Lisa Paus
DIE GRÜNEN

Frage an Lisa Paus von Znevr Jrvffyre bezüglich Finanzen

03. Mai 2017 - 11:05

Sehr geehrter Frau Paus,

gibt es im Finanzausschuss für Sie wirklich kein drängenderes, wichtigeres Thema, als sich über Formulierungen in der Einkommensteuer-Erklärung? Gerade die Einkommensteuer bietet so viele Schwachstellen, an denen dringend gearbeitet werden müsste! Und Sie beschäftigen sich mit der geschlechtergerechten Ehegatten-Neutralität in Bezug auf das Layout??

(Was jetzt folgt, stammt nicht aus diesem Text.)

PR #37, opened 2019-10-14
Remove orphan vertices and normals

janper:
The pull request deals with orphan vertices and normals - data not referenced in any indexing structure (in our case a face) and thus not used by our software (yet and probably never). 

Two new functions are introduced:

- `remove_orphan_vertices(faces: Vec<(u32, u32, u32)>, vertices: Vec<Point3<f32>>) -> (Vec<(u32, u32, u32)>, Vec<Point3<f32>>)`
- `remove_orphan_normals(faces: Vec<TriangleFace>, normals: Vec<Vector3<f32>>) -> (Vec<TriangleFace>, Vec<Vector3<f32>>)`

The functions are intended to be used when the mesh geometry is being created, therefore the input and the output is not the geometry itself but rather its source data. The two functions are independent and can be used separately. For sake of performance, there could be a compound function removing both types of orphans at once.

The main struggle is the renumbering of the data indices (in our case `TriangleFace`s) to match the reduced set of vertices or normals respectively. The functions first create maps of old index -> new index, a list of reduced data (vertices or normals), then renumber the face data and return both, the reduced dataset (vertices or normals) and renumbered faces. 

 The orphan removal is optional (because we don't know why do they exist in the first place; they may have been created intentionally), therefore there are two new geometry constructors: `from_triangle_faces_with_vertices_and_computed_normals_remove_orphans`, which removes orphan vertices and `from_triangle_faces_with_vertices_and_normals_remove_orphans`, which removes both types or orphans, the vertices and the normals.

### DIFF
--- a/src/geometry.rs
+++ b/src/geometry.rs
@@ -364,11 +364,11 @@ fn remove_orphan_vertices(
     faces: Vec<(u32, u32, u32)>,
     vertices: Vertices,
 ) -> (Vec<(u32, u32, u32)>, Vertices) {
-    let mut vertices_reduced: Vertices = Vec::new();
+    let mut vertices_reduced: Vertices = Vec::with_capacity(vertices.len());
     let original_vertex_len = vertices.len();
     let unused_vertex_marker = vertices.len();
     let mut old_new_vertex_map: Vec<usize> = vec![unused_vertex_marker; original_vertex_len];
-    let mut faces_renumbered: Vec<(u32, u32, u32)> = Vec::new();
+    let mut faces_renumbered: Vec<(u32, u32, u32)> = Vec::with_capacity(faces.len());
 
     for face in faces {
         let old_vertex_index_0 = cast_usize(face.0);
@@ -408,6 +408,9 @@ fn remove_orphan_vertices(
         ));
     }
 
+    faces_renumbered.shrink_to_fit();
+    vertices_reduced.shrink_to_fit();
+
     (faces_renumbered, vertices_reduced)
 }
 
@@ -416,11 +419,11 @@ fn remove_orphan_normals(
     faces: Vec<TriangleFace>,
     normals: Normals,
 ) -> (Vec<TriangleFace>, Normals) {
-    let mut normals_reduced: Normals = Vec::new();
+    let mut normals_reduced: Normals = Vec::with_capacity(normals.len());
     let original_normal_len = normals.len();
     let unused_normal_marker = normals.len();
     let mut old_new_normal_map: Vec<usize> = vec![unused_normal_marker; original_normal_len];
-    let mut faces_renumbered: Vec<TriangleFace> = Vec::new();
+    let mut faces_renumbered: Vec<TriangleFace> = Vec::with_capacity(faces.len());
 
     for face in faces {
         let old_normal_index_0 = cast_usize(face.normals.0);
@@ -463,6 +466,9 @@ fn remove_orphan_normals(
         ));
     }
 
+    faces_renumbered.shrink_to_fit();
+    normals_reduced.shrink_to_fit();
+
     (faces_renumbered, normals_reduced)
 }
 
@@ -471,16 +477,17 @@ fn remove_orphan_vertices_and_normals(
     vertices: Vertices,
     normals: Normals,
 ) -> (Vec<TriangleFace>, Vertices, Normals) {
-    let mut vertices_reduced: Vertices = Vec::new();
+    let mut vertices_reduced: Vertices = Vec::with_capacity(vertices.len());
     let original_vertex_len = vertices.len();
     let unused_vertex_marker = vertices.len();
     let mut old_new_vertex_map: Vec<usize> = vec![unused_vertex_marker; original_vertex_len];
 
-    let mut normals_reduced: Normals = Vec::new();
+    let mut normals_reduced: Normals = Vec::with_capacity(normals.len());
     let original_normal_len = normals.len();
     let unused_normal_marker = normals.len();
     let mut old_new_normal_map: Vec<usize> = vec![unused_normal_marker; original_normal_len];
-    let mut faces_renumbered: Vec<TriangleFace> = Vec::new();
+
+    let mut faces_renumbered: Vec<TriangleFace> = Vec::with_capacity(faces.len());
 
     for face in faces {
         let old_vertex_index_0 = cast_usize(face.vertices.0);
@@ -552,6 +559,10 @@ fn remove_orphan_vertices_and_normals(
             cast_u32(new_normal_index_2),
         ));
     }
+
+    faces_renumbered.shrink_to_fit();
+    vertices_reduced.shrink_to_fit();
+    normals_reduced.shrink_to_fit();
 
     (faces_renumbered, vertices_reduced, normals_reduced)
 }
--- a/src/geometry.rs
+++ b/src/geometry.rs
@@ -16,7 +16,6 @@ pub enum NormalStrategy {
     // FIXME: add `Smooth`
 }
 
-pub type FaceVertexTuples = Vec<(u32, u32, u32)>;
 pub type Vertices = Vec<Point3<f32>>;
 pub type Normals = Vec<Vector3<f32>>;
 
@@ -46,7 +45,7 @@ impl Geometry {
     /// # Panics
     /// Panics if faces refer to out-of-bounds vertices.
     pub fn from_triangle_faces_with_vertices_and_computed_normals(
-        faces: FaceVertexTuples,
+        faces: Vec<(u32, u32, u32)>,
         vertices: Vertices,
         normal_strategy: NormalStrategy,
     ) -> Self {
@@ -105,7 +104,7 @@ impl Geometry {
     /// # Panics
     /// Panics if faces refer to out-of-bounds vertices.
     pub fn from_triangle_faces_with_vertices_and_computed_normals_remove_orphans(
-        faces: FaceVertexTuples,
+        faces: Vec<(u32, u32, u32)>,
         vertices: Vertices,
         normal_strategy: NormalStrategy,
     ) -> Self {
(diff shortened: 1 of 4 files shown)


src/geometry.rs
```diff
@@ -96,6 +96,67 @@ impl Geometry {
...
+    /// # Panics
+    /// Panics if faces refer to out-of-bounds vertices.
+    pub fn from_triangle_faces_with_vertices_and_computed_normals_remove_orphans(
+        faces: Vec<(u32, u32, u32)>,
+        vertices: Vec<Point3<f32>>,
+        normal_strategy: NormalStrategy,
+    ) -> Self {
+        let (faces_purged, vertices_purged) = remove_orphan_vertices(faces, vertices);
+
+        let mut normals = Vec::with_capacity(faces_purged.len());
```
yanchith: I think this can just re-use `from_triangle_faces_with_vertices_and_computed_normals` from here on.

src/geometry.rs
```diff
@@ -146,6 +207,70 @@ impl Geometry {
...
+
+        let (faces_purged, normals_purged) = remove_orphan_normals(
+            faces_prepurged
+                .iter()
+                .map(|f| TriangleFace::new(f.0, f.1, f.2))
+                .collect(),
+            normals,
+        );
+
+        let vertices_range = 0..cast_u32(vertices_purged.len());
```
yanchith: I think this should just re-use `from_triangle_faces_with_vertices_and_normals` from here on.

src/geometry.rs
```diff
@@ -322,6 +447,88 @@ impl Hash for UnorientedEdge {
...
+                    .get(&f.2)
+                    .expect("Vertex index not found"),
+            )
+        })
+        .collect();
+
+    (recomputed_faces, reduced_vertices)
+}
+
+#[allow(dead_code)]
```
yanchith, line 417: Let's remove this `allow` and add it to the constructor that uses it.

src/geometry.rs
```diff
@@ -322,6 +447,88 @@ impl Hash for UnorientedEdge {
     }
 }
 
+#[allow(dead_code, clippy::type_complexity)]
```
yanchith: Let's remove all these allows, they shouldn't be the default 😉 

If clippy complains about the type signature of `(Vec<(u32, u32, u32)>, Vec<Point3<f32>>)`, let's do what it suggests: create a type alias for it.

src/geometry.rs
```diff
@@ -322,6 +447,88 @@ impl Hash for UnorientedEdge {
...
+fn remove_orphan_vertices(
+    faces: Vec<(u32, u32, u32)>,
+    vertices: Vec<Point3<f32>>,
+) -> (Vec<(u32, u32, u32)>, Vec<Point3<f32>>) {
+    let mut old_to_new_vertex_index: HashMap<u32, u32> = HashMap::new();
+    let mut reduced_vertices: Vec<Point3<f32>> = Vec::new();
+    let mut new_index = 0;
+    #[allow(clippy::needless_range_loop)]
```
yanchith: Remove this allow and do what clippy says:

```rust
    for (original_index, vertex) in vertices.iter().enumerate() {
        let o_i = cast_u32(original_index);
        if faces.iter().any(|f| f.0 == o_i || f.1 == o_i || f.2 == o_i) {
            old_to_new_vertex_index.insert(o_i, new_index);
            reduced_vertices.push(*vertex);
            new_index += 1;
        }
    }
```

src/geometry.rs
```diff
@@ -322,6 +447,88 @@ impl Hash for UnorientedEdge {
...
+
+#[allow(dead_code)]
+fn remove_orphan_normals(
+    faces: Vec<TriangleFace>,
+    normals: Vec<Vector3<f32>>,
+) -> (Vec<TriangleFace>, Vec<Vector3<f32>>) {
+    let mut old_to_new_normal_index: HashMap<u32, u32> = HashMap::new();
+    let mut reduced_normals: Vec<Vector3<f32>> = Vec::new();
+    let mut new_index = 0;
+    #[allow(clippy::needless_range_loop)]
```
yanchith: Remove allow, do what clippy suggests.

src/geometry.rs
```diff
@@ -1141,4 +1348,106 @@ mod tests {
 
         assert!(!geometry_with_orphans.has_no_orphan_normals());
     }
+    #[test]
+    fn test_remove_orphan_vertices() {
+        let (faces, vertices, _normals) = quad_with_normals();
```
yanchith: Use `quad` instead of `quad_with_normals`

src/geometry.rs
```diff
@@ -1141,4 +1348,106 @@ mod tests {
...
+        let extra_vertex = vec![v(0.0, 0.0, 0.0, [0.0, 0.0, 0.0], 1.0)];
+        let vertices_extended = [&extra_vertex[..], &vertices[..]].concat();
+        let faces_renumbered_to_match_extend_vertices: Vec<_> = faces
```
yanchith: Can't you simply append the vertex instead of prepending it so you don't have to renumber? Or is this on purpose?

src/geometry.rs
```diff
@@ -1141,4 +1348,106 @@ mod tests {
...
+        assert_eq!(vertices_purged, vertices);
+    }
+
+    #[test]
+    fn test_remove_orphan_normals() {
+        let (faces, _vertices, normals) = quad_with_normals();
+        let extra_normal = vec![n(0.0, 0.0, 0.0)];
+        let normals_extended = [&extra_normal[..], &normals[..]].concat();
+
+        let faces_renumbered_to_match_extend_normals: Vec<_> = faces
```
yanchith, line 1414: Same as above. Why prepend and renumber when you can append?

src/geometry.rs
```diff
@@ -1141,4 +1348,106 @@ mod tests {
...
+        assert_eq!(faces_length, faces_purged_length);
+        assert_eq!(normals_purged, normals);
+    }
+
+    #[test]
+    fn test_geometry_from_triangle_faces_with_vertices_and_computed_normals_remove_orphans() {
+        let (faces, vertices, _normals) = quad_with_normals();
+        let extra_vertex = vec![v(0.0, 0.0, 0.0, [0.0, 0.0, 0.0], 1.0)];
+        let vertices_extended = [&extra_vertex[..], &vertices[..]].concat();
+        let faces_renumbered_to_match_extend_vertices: Vec<_> = faces
```
yanchith: Same as above. Why prepend and renumber when you can append?

src/geometry.rs
```diff
@@ -1141,4 +1348,106 @@ mod tests {
...
+
+        let faces_purged_length = &faces_purged.len();
+
+        assert_eq!(faces_length, faces_purged_length);
+        assert_eq!(normals_purged, normals);
+    }
+
+    #[test]
+    fn test_geometry_from_triangle_faces_with_vertices_and_computed_normals_remove_orphans() {
+        let (faces, vertices, _normals) = quad_with_normals();
```
yanchith: `quad_with_normals` -> `quad`

src/geometry.rs
```diff
@@ -1141,4 +1348,106 @@ mod tests {
...
+        let extra_vertex = vec![v(0.0, 0.0, 0.0, [0.0, 0.0, 0.0], 1.0)];
+        let vertices_extended = [&extra_vertex[..], &vertices[..]].concat();
+        let faces_renumbered_to_match_extend_vertices: Vec<_> = faces
+            .iter()
+            .map(|f| (f.vertices.0 + 1, f.vertices.1 + 1, f.vertices.2 + 1))
+            .collect();
+
+        let geometry =
+            Geometry::from_triangle_faces_with_vertices_and_computed_normals_remove_orphans(
+                faces_renumbered_to_match_extend_vertices.clone(),
```
yanchith: No need to clone faces and vertices

src/geometry.rs
```diff
@@ -1141,4 +1348,106 @@ mod tests {
...
+
+    #[test]
+    fn test_geometry_from_triangle_faces_with_vertices_and_normals_remove_orphans() {
+        let (faces, vertices, normals) = quad_with_normals();
+        let extra_vertex = vec![v(0.0, 0.0, 0.0, [0.0, 0.0, 0.0], 1.0)];
+        let vertices_extended = [&extra_vertex[..], &vertices[..]].concat();
+        let extra_normal = vec![n(0.0, 0.0, 0.0)];
+        let normals_extended = [&extra_normal[..], &normals[..]].concat();
+
+        let faces_renumbered_to_match_extend_vertices_and_normals: Vec<_> = faces
```
yanchith, line 1504: Same as above. Why prepend and renumber when you can append?

src/geometry.rs
```diff
@@ -1141,4 +1348,106 @@ mod tests {
...
+                    f.vertices.2 + 1,
+                    f.normals.0 + 1,
+                    f.normals.1 + 1,
+                    f.normals.2 + 1,
+                )
+            })
+            .collect();
+
+        let geometry = Geometry::from_triangle_faces_with_vertices_and_normals_remove_orphans(
+            faces_renumbered_to_match_extend_vertices_and_normals.clone(),
```
yanchith: No need to clone these things

yanchith (changes requested):
As we talked in person, let's not do the `O(m*n)` implementation if we can avoid it.

Also let's match the constructors for now: have one orphan removal function for vertices-only, one for normals-only (which will be unused for now), and one compound for both. It would be great, if we could join the vertices-only and normals-only functions into just one generic function... but I don't want to torture you that much. I would also accept not doing the normals-only function, since it doesn't seem like we will need it anytime soon.

You may also want to remove the FIXMEs regarding orphan removal in the other geometry constructors.

src/geometry.rs
janper: this is on purpose. removing an orphan vertex from the end of the list wouldn't trigger faces to renumber its references into the list of vertices.

src/geometry.rs
janper: same as above

src/geometry.rs
janper: same as above

src/geometry.rs
janper: same as above

janper:
> As we talked in person, let's not do the `O(m*n)` implementation if we can avoid it.

I hope I've come up with an optimized algorithm for the orphan removal. Unless I understand the implementation of certain data structures wrong. The code isn't very elegant and i can imagine how to reduce the number of lines but i'm worried it would become unreadable whatsoever. Any improvement suggestions are welcome though!

src/geometry.rs
```diff
@@ -16,6 +16,10 @@ pub enum NormalStrategy {
     // FIXME: add `Smooth`
 }
 
+pub type FaceVertexTuples = Vec<(u32, u32, u32)>;
```
yanchith: This name is a bit weird. Can we leave this type unnamed? I checked and clippy doesn't throw a hissy fit.

src/geometry.rs
```diff
@@ -447,86 +361,186 @@ impl Hash for UnorientedEdge {
...
+    let mut vertices_reduced: Vertices = Vec::new();
+    let original_vertex_len = vertices.len();
+    let unused_vertex_marker = vertices.len();
+    let mut old_new_vertex_map: Vec<usize> = vec![unused_vertex_marker; original_vertex_len];
+    let mut faces_renumbered: FaceVertexTuples = Vec::new();
+    for face in faces {
+        let old_vertex_index_0 = cast_usize(face.0);
+        let new_vertex_index_0 = if old_new_vertex_map[old_vertex_index_0] == unused_vertex_marker {
+            vertices_reduced.push(vertices[old_vertex_index_0]);
+            let new_index = vertices_reduced.len() - 1;
```
yanchith: I would move this `let new_index =` one line above, and get rid of the `- 1`. The current form triggered the underflow detector in my brain 👻 . Same for all analogous code in this functions and the others.

src/geometry.rs
```diff
@@ -447,86 +361,186 @@ impl Hash for UnorientedEdge {
...
-                    .expect("Vertex index not found"),
-            )
-        })
-        .collect();
-
-    (recomputed_faces, reduced_vertices)
+    faces: FaceVertexTuples,
+    vertices: Vertices,
+) -> (FaceVertexTuples, Vertices) {
+    let mut vertices_reduced: Vertices = Vec::new();
```
yanchith: Let's create some sensible breathing space for this function (and the normals-only one) and insert a few newlines here and there. The style in the vertex and normal orphan removal function is good to apply here too.

yanchith (commented):
Almost good to go! See the few minor comments inline.

yanchith (dismissed):
Nice! 👍 We can squash and merge once CI passes, unless @ondrowan wants to have a look also.

ondrowan (approved):

yanchith (approved):
<3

Ich möchte nicht über die Sinnhaftigkeit oder Notwendigkeit dieser Anpassung diskutieren, aber die Frage ob sie sich bei der Setzung ihrer Prioritäten sicher sind, interessiert mich schon sehr.

Mit besten Grüßen
M.Weissler

Frage von Znevr Jrvffyre
Antwort von Lisa Paus
15. Mai 2017 - 15:05
Zeit bis zur Antwort: 1 Woche 5 Tage

Es geht um Gleichberechtigung in der Realität http://www.spiegel.de/forum/wirtschaft/geschlechtergerechtigkeit-gruene-fordern-gleichstellung-bei-steuerformularen-thread-597598-13.html#postbit_54487994

Die Formulare sind sicher nicht das drängendste Problem bei der Steuergerechtigkeit, aber nach etlichen Jahren Vorlauf könnte das auch das Finanzministerium auf die Reihe bekommen. Denn in der Realität gibt es immer mehr Lebenspartnerschaften, die sich in diese Bögen überhaupt nicht korrekt eintragen können. Mehr als um steuerliche Gleichberechtigung auf dem Papier geht es uns Grünen um die steuerliche Gleichberechtigung in der Realität. Das heißt wegzukommen, von einer Familienförderung über das Ehegattensplitting hin zu einer Familienförderung, die alle Kinder in allen Familien erreicht. Genau das schlägt das Familienbudget im grünen Wahlprogramm jetzt vor: 12 Milliarden mehr für Familien, vor allem für die mit geringem bis mittlerem Einkommen. Das soll für Neuehen, für Unverheiratete und Alleinstehende gelten. Schon Verheiratete können beim Ehegattensplitting bleiben oder freiwillig ins Familienbudget wechseln - was sich für die Allermeisten lohnen würde. Mit dem Familienbudget wäre auch der Wechsel zur Individualbesteuerung verbunden. Das wäre gerade für die allermeisten Frauen sehr sinnvoll - wie das Deutsche Institut für Wirtschaft gerade in einer Studie wieder belegt hat. Das Ehegattensplitting ist mit Schuld an der Altersarmut von Frauen und an Kinderarmut. Es geht also nicht nur um Symbolpolitik, sondern darum, wirklich etwas an gravierenden Ungerechtigkeiten in unserem Land zu ändern.